[Stored items]
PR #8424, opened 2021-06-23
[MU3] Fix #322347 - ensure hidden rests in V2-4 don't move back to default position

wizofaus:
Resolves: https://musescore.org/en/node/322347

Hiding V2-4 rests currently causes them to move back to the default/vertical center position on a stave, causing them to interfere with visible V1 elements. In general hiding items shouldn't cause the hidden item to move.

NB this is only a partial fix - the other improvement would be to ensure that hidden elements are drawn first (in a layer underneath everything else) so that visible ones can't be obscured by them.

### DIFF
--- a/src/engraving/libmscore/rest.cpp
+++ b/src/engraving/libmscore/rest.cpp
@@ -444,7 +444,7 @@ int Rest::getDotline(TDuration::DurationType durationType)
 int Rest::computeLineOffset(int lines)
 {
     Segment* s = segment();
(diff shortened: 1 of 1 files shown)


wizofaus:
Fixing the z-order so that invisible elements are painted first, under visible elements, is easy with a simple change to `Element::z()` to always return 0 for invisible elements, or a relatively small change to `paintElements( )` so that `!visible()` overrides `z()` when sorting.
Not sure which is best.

==

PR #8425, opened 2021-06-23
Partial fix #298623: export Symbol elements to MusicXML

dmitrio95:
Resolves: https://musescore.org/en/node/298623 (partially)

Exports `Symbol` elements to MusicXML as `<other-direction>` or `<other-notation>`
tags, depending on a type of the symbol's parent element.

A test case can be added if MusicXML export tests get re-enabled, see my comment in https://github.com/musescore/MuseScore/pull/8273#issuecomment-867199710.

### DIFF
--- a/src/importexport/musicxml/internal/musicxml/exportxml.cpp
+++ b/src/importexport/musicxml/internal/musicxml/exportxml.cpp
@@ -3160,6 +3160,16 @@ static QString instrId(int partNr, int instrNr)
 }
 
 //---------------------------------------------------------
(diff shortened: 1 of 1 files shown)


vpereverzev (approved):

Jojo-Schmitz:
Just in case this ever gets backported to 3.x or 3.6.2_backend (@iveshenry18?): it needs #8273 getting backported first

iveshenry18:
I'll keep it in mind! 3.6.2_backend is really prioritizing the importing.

--

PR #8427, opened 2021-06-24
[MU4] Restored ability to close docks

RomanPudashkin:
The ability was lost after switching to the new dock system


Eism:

Instructions to follow –
For every line of the entries above that holds "importexport", add one to a tally, and report only the final count.

Answer for the task –
2